**Your objective**
Every line in the listing below from the one with "which does not" through the one with "- They are the only" is to be reproduced exactly, both ends included; leave out the rest.

**Materials provided**

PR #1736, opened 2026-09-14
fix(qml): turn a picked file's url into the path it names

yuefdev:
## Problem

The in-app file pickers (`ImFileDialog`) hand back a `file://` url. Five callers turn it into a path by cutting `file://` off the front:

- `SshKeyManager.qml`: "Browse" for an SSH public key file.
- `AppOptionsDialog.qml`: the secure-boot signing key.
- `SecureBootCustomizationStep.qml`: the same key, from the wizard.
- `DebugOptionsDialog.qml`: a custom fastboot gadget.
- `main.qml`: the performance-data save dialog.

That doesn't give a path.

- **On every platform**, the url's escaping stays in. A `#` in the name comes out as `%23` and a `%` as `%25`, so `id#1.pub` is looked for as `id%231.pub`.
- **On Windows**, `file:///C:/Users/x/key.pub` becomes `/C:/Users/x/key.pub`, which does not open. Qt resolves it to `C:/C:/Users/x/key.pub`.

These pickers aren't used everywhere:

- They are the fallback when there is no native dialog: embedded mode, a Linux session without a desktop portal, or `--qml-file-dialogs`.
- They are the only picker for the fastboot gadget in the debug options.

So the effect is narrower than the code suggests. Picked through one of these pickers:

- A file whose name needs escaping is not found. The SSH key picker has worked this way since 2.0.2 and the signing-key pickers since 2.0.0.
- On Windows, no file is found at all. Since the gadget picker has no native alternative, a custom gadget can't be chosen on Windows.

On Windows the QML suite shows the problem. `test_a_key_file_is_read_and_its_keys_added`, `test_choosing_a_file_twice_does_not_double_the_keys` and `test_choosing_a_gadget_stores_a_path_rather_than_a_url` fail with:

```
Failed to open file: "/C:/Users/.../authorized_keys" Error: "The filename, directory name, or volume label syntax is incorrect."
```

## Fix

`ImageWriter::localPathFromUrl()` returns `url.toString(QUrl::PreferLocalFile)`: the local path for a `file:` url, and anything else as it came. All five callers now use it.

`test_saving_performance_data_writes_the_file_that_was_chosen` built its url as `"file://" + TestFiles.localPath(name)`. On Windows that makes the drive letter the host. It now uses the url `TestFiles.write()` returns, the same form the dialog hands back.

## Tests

**Written answer**
- **On Windows**, `file:///C:/Users/x/key.pub` becomes `/C:/Users/x/key.pub`, which does not open. Qt resolves it to `C:/C:/Users/x/key.pub`.

These pickers aren't used everywhere:

- They are the fallback when there is no native dialog: embedded mode, a Linux session without a desktop portal, or `--qml-file-dialogs`.
- They are the only picker for the fastboot gadget in the debug options.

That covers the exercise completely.